*** Block opens ***

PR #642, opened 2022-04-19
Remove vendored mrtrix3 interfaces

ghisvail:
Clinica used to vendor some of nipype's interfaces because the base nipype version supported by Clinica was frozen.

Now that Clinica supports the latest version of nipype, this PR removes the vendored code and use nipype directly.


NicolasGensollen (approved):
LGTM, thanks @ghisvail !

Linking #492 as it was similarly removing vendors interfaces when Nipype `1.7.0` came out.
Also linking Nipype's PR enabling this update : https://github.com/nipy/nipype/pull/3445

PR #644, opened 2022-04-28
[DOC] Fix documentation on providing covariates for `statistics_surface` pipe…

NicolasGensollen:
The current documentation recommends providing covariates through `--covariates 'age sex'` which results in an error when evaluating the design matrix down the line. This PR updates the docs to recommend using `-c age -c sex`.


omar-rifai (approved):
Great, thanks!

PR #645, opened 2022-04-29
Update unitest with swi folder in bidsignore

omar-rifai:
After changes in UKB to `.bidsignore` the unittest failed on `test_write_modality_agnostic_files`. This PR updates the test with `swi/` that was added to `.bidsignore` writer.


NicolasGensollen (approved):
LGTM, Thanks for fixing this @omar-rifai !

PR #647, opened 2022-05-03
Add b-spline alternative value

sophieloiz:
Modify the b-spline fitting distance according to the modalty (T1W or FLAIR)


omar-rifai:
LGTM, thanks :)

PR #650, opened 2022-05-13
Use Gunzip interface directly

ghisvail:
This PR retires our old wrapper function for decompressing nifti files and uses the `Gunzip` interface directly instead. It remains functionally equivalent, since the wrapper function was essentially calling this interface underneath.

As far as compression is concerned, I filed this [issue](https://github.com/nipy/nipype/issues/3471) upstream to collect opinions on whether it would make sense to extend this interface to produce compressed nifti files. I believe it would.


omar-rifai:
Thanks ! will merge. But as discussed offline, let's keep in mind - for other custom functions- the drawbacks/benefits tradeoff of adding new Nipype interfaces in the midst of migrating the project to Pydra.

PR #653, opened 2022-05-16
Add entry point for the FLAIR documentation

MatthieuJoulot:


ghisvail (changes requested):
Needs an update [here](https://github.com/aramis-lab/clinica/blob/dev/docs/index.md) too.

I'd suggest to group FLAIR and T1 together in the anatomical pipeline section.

*** Block closes ***

Assignment = Among the lines of the data, find every one that holds "nifti" and copy it.

Response to the task =
This PR retires our old wrapper function for decompressing nifti files and uses the `Gunzip` interface directly instead. It remains functionally equivalent, since the wrapper function was essentially calling this interface underneath.
As far as compression is concerned, I filed this [issue](https://github.com/nipy/nipype/issues/3471) upstream to collect opinions on whether it would make sense to extend this interface to produce compressed nifti files. I believe it would.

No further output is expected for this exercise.